Task to complete: Examine each line of the data, and copy the ones containing "github".

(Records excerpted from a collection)

|---|

PR #255, opened 2022-08-30
executor: improve closing

jsign:
The `Executor` had two missing things:
1. Close the db when `Close()` is called. (I wonder if this contributed to WAL prunning checkpointing delays)
2. There was a subtle race between `Close()` and getting a lock to enforce serial execution (will be explained in comments).

### DIFF
--- a/pkg/eventprocessor/impl/executor/impl/executor.go
+++ b/pkg/eventprocessor/impl/executor/impl/executor.go
@@ -5,6 +5,7 @@ import (
 	"database/sql"
 	"errors"
 	"fmt"
+	"sync"
 
 	"github.com/XSAM/otelsql"
 	"github.com/mattn/go-sqlite3"
@@ -26,6 +27,9 @@ type Executor struct {
 
 	chainID          tableland.ChainID
 	maxTableRowCount int
+
+	closeOnce sync.Once
+	closed    chan struct{}
 }
 
 var _ executor.Executor = (*Executor)(nil)
@@ -70,6 +74,8 @@ func NewExecutor(
 
 		chainID:          chainID,
 		maxTableRowCount: maxTableRowCount,
+
+		closed: make(chan struct{}),
 	}
 	tblp.chBlockScope <- struct{}{}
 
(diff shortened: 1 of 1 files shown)


pkg/eventprocessor/impl/executor/impl/executor.go
```diff
@@ -80,6 +86,8 @@ func NewExecutor(
 func (ex *Executor) NewBlockScope(ctx context.Context, newBlockNum int64) (executor.BlockScope, error) {
 	select {
 	case <-ex.chBlockScope:
+	case <-ex.closed:
+		return nil, fmt.Errorf("executor is closed")
```
jsign, line 90: If `ex.closed` is closed, then we simply return an error instead of panicking.

The panicking makes sense to detect if other client is trying to call `NewBlockScope` concurrently, which is definitely wrong and a bug.

But notice how `Close()` works. It `<-ex.chBlockScope` to be sure there's no ongoing execution of a block, so it closes when no block is being executed. But... that means that a concurrent `NewBlockScope` could also happen at the same time, making `case <-ex.chBlockScope:` in L88 fail, thus defaulting to panic which isn't entirely correct. (There's no serial execution, but just being unlucky that we're closing).

This was fixed by an extra `ex.close` channel that is first closed by `Closed()`, and then it does L156. This way, before doing L156, we know that any concurrent `NewBlockScope` will error (instead of panicking) which is way better for graceful closing.

LMK if this sounds confusing!

pkg/eventprocessor/impl/executor/impl/executor.go
```diff
@@ -138,10 +146,17 @@ func (ex *Executor) getLastExecutedBlockNumber(ctx context.Context, txn *sql.Tx)
...
 	select {
 	case <-ctx.Done():
+		if err := ex.db.Close(); err != nil {
+			ex.log.Error().Err(err).Msg("forced close of database connection")
+		}
 		return errors.New("closing ctx done")
 	case <-ex.chBlockScope:
+		if err := ex.db.Close(); err != nil {
+			ex.log.Error().Err(err).Msg("closing database connection")
+		}
```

|---|

Result below:
 	"github.com/XSAM/otelsql"
 	"github.com/mattn/go-sqlite3"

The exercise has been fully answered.